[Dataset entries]
.....
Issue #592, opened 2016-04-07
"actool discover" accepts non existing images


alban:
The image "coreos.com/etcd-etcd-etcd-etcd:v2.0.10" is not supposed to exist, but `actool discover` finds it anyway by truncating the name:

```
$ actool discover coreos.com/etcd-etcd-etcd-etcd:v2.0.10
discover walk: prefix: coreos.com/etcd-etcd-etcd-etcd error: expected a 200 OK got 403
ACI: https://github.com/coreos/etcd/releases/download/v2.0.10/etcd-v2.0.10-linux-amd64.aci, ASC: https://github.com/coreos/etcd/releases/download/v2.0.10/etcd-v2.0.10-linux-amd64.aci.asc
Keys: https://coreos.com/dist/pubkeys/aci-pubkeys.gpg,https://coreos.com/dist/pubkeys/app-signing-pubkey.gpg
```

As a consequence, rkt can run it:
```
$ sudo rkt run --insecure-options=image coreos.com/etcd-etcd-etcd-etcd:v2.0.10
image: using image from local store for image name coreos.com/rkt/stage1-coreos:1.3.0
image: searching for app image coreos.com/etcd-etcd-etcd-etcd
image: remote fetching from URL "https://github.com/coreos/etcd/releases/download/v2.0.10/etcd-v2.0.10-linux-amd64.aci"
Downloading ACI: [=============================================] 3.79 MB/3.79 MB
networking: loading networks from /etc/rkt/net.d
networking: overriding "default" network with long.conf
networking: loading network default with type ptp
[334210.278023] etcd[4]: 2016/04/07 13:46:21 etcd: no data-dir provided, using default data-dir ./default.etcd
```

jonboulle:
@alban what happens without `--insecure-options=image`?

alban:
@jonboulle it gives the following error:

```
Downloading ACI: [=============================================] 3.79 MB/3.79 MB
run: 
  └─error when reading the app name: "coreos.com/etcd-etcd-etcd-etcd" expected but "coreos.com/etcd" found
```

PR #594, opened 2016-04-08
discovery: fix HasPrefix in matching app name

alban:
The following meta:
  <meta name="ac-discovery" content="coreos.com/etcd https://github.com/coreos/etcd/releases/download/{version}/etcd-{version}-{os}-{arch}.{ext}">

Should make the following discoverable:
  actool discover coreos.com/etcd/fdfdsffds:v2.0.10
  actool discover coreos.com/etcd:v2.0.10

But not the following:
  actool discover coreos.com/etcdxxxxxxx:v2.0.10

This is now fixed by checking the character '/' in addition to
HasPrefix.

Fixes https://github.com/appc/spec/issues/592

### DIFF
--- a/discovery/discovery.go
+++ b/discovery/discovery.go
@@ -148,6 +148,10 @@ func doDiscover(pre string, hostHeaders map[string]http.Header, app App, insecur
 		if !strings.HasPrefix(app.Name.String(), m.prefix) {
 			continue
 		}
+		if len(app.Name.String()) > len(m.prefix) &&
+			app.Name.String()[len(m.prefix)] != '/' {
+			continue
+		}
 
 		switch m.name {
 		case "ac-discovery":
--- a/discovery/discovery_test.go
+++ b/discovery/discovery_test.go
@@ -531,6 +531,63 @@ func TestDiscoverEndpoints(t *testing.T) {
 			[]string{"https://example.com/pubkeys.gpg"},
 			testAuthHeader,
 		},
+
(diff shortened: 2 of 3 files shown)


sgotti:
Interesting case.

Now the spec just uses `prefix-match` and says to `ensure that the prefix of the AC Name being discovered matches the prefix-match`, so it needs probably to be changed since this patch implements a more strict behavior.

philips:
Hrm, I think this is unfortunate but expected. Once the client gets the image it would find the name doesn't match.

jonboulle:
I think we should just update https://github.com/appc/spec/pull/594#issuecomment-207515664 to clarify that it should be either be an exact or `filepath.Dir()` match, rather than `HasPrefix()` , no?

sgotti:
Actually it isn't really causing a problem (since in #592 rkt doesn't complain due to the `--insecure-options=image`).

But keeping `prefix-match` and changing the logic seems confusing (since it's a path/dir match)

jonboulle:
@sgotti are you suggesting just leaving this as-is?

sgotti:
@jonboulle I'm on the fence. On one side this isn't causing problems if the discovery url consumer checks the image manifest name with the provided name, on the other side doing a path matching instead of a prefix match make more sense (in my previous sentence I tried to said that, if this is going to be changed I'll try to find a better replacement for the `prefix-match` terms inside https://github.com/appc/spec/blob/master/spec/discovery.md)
.....
Number of lines above containing "from": state it and nothing else.

3